After performing checks for parallelism, same depth, and proximity, we incorporate the small plane input into the larger plane. We then proceed to recalibrate the plane parameters to obtain more precise and consistent observations about the plane.

Plane matching

Our plane matching module expands upon the traditional algorithm framework of planeloc [36]. It calculates the transformation by selecting sets of three planes and establishes a probability density function(PDF) to model the relationship between pose transformations. We depart from the previously mentioned method to establish a real-time and lightweight relocalization system by exclusively incorporating point cloud information, eliminating dependencies on RGB data.
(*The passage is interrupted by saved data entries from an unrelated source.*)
PR #288, opened 2026-03-14
Pure L1 surface loss from epoch 0 (no MSE phase)

tcapelle:
## Hypothesis
The MSE→L1 curriculum uses MSE for the first 4 epochs as a "warm start." But with lr=2e-3 providing strong initial signal already, the MSE phase may not be needed. Pure L1 from epoch 0 gives the model 10 full L1 epochs instead of 6. L1's constant-magnitude gradients prevent over-focusing on outliers, which may be particularly beneficial in the early chaotic phase of training.

The curriculum was our biggest win — but maybe it was the L1 that helped, not the gradual transition.

## Instructions

In `train.py`, change the curriculum function (line 104):

```python
# OLD:
    alpha = min(epoch / 4.0, 1.0)  # MSE→L1 transition

# NEW:
    alpha = 1.0  # Pure L1 from start
```

This makes the function always use L1: `elem_loss = diff.abs()`.

**No other changes.** Run:
```bash
python train.py --agent frieren --wandb_group mar14b-pure-l1 --wandb_name "frieren/pure-l1"
```

## Baseline
| Metric | Value |
|--------|-------|
| **surf_p** | **107.35** |
| surf_Ux | 1.23 |
| surf_Uy | 0.84 |

---

## Results

**W&B run:** `b8nb9ap4`  
**Epochs completed:** 5 (hit 5-min wall-clock limit; epochs 1–4 took ~67s each vs typical ~32s)  
**Peak memory:** 15.4 GB

| **surf_p** | **107.35** | **162.6** | **+51.4% ❌** |
| surf_Ux | 1.23 | 2.00 | +62.6% ❌ |
| surf_Uy | 0.84 | 0.92 | +9.5% ❌ |
| vol_loss | — | 0.4237 | — |
| surf_loss | — | 0.3950 | — |

**What happened:** Strong negative result on all metrics. Pure L1 performed dramatically worse than the MSE→L1 curriculum. Two compounding factors:

1. **Optimization instability early on:** Pure L1 gradients are scale-invariant, which can cause chaotic behavior in the early training phase when predictions are far from targets. MSE provides magnitude-weighted gradients that help steer the model quickly toward the right ballpark before L1 takes over for fine-grained accuracy.

2. **Fewer effective epochs:** Epochs 1–4 each took ~67s (vs. typical ~32s), likely due to early-training gradient instability causing many optimizer steps to struggle. Only 5 epochs completed within the 5-minute budget, while the baseline gets 9–10 epochs.

The curriculum was doing real work. The gradual MSE→L1 transition is essential — the MSE warm-start phase is what allows stable training in the first few epochs, and the transition to L1 after epoch 4 is what drives the final accuracy improvement.

**Suggested follow-ups:**
- Try a faster transition (e.g., epoch 2 instead of 4) to see if the MSE phase can be shortened while preserving stability
- Try mixing the losses differently (e.g., `0.5 * MSE + 0.5 * L1` as a fixed blend rather than a schedule)
- Profile why early epochs are so much slower with pure L1 — may reveal something about gradient computation cost

### DIFF
--- a/.experiment
+++ b/.experiment
@@ -1,1 +1,1 @@
-# alpha=1 by epoch 4
+# pure L1 from start


tcapelle:
Closing — pure L1 gives surf_p=140.5, much worse. The MSE phase (epochs 0-4) is critical for initial learning. The curriculum transition is essential, not just L1.

PR #294, opened 2026-03-14
Dedicated pressure output head (separate from Ux/Uy)

tcapelle:
## Hypothesis
The current model predicts [Ux, Uy, p] from a shared output layer. But pressure and velocity have very different error scales (surf_p=107 vs surf_Ux=1.23) and physical characteristics. Splitting pressure into its own dedicated head gives it a fully separate linear projection from the backbone features, allowing the pressure pathway to specialize without interference from velocity. This is conceptually different from the existing surface/volume dual heads — this splits by *channel* (pressure vs velocity), not by *location*.

### In `transolver.py`, modify the last `TransolverBlock`:

**In `__init__` (where `last_layer=True`):**
```python
        if self.last_layer:
            self.mlp2 = nn.Linear(hidden_dim, out_dim)       # volume head (Ux, Uy, p)
            self.surf_mlp = nn.Linear(hidden_dim, out_dim)    # surface head (Ux, Uy, p)  [EXISTING]
            self.pressure_head = nn.Linear(hidden_dim, 1)     # NEW: dedicated pressure head
```

**In `forward` (last_layer branch):**
```python
        if self.last_layer:
            h = self.ln_3(fx)
            if is_surface is not None:
                vol_pred = self.mlp2(h)           # (B, N, 3)
                surf_pred = self.surf_mlp(h)      # (B, N, 3)
                # Override pressure channel with dedicated head
                p_pred = self.pressure_head(h)    # (B, N, 1)
                surf_pred = torch.cat([surf_pred[:, :, :2], p_pred], dim=-1)
                mask = is_surface.unsqueeze(-1).expand_as(vol_pred)
                return torch.where(mask, surf_pred, vol_pred)
            return self.mlp2(h)
```

This means surface nodes get pressure from a dedicated pathway while velocity comes from the surface head. Volume nodes still use the single volume head for all 3 channels.

Run:
```bash
python train.py --agent frieren --wandb_group mar14b-pressure-head --wandb_name "frieren/pressure-head"
```

## Baseline
| Metric | Value |
|--------|-------|
| **surf_p** | **107.35** |
| surf_Ux | 1.23 |
| surf_Uy | 0.84 |

---

## Results

**W&B run:** `bu48ylfm`  
**Epochs:** 10 (best at epoch 10)  
**Peak memory:** 15.6 GB (+0.2 GB vs baseline)

| **surf_p** | **107.35** | **110.1** | **+2.6% ❌** |
| surf_Ux | 1.23 | 1.15 | -6.5% ✓ |
| surf_Uy | 0.84 | 0.86 | +2.4% ~ |
| vol_loss | — | 0.3394 | — |
| surf_loss | — | 0.2148 | — |

**What happened:** The dedicated pressure head did not improve surf_p — it performed slightly worse than the baseline (+2.6%). Ux improved modestly, which may indicate the velocity head benefited from not having to simultaneously model pressure, but the pressure head itself didn't gain from its specialization. The likely reason: a single linear layer (`hidden_dim → 1`) has the same expressiveness as a slice of the existing 3-output head. Splitting it out doesn't give the pressure pathway more capacity — it just removes the joint optimization effect where pressure and velocity features reinforce each other. With only 256→1 parameters, the pressure head can't learn richer features than the existing head already provides.

**Suggested follow-ups:**
- Try a multi-layer MLP pressure head (256→128→1) to actually add capacity, not just split
- Try applying the dedicated head to both surface and volume pressure outputs
- Investigate whether the shared representation in the last layer's `h` features is already specialized enough for pressure (i.e., the bottleneck may be earlier in the network, not in the output head)

### DIFF
--- a/transolver.py
+++ b/transolver.py
@@ -142,6 +142,7 @@ class TransolverBlock(nn.Module):
             self.ln_3 = nn.LayerNorm(hidden_dim)
             self.mlp2 = nn.Linear(hidden_dim, out_dim)       # volume head
             self.surf_mlp = nn.Linear(hidden_dim, out_dim)    # surface head
+            self.pressure_head = nn.Linear(hidden_dim, 1)     # dedicated pressure head
 
     def forward(self, fx, is_surface=None):
         fx = self.attn(self.ln_1(fx)) + fx
@@ -149,8 +150,11 @@ class TransolverBlock(nn.Module):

Concurrently, we propose an incremental plane input model and integrate structural constraints based on the Manhattan assumption to eliminate redundant plane associations. For the sake of clarity and streamlined expression, we consistently employ the notation \(P^M\) to denote planes within the map and \(P^S\) to signify planes within the submap in the subsequent text.

Incremental input model

To effectively prevent misalignment resulting from the similarity of indoor scene planes, our algorithm design stipulates the presence of at least 5 sets of matching planes for plane relocalization. The threshold setting should align with the unique scene identification strategy in subsequent transform evaluations, ensuring compatibility with the distinctiveness of planar scenes. Once the correct 5 sets of planes are found and the correct transformation relationship is calculated, the input of additional planes not only has no impact but also introduces redundancy.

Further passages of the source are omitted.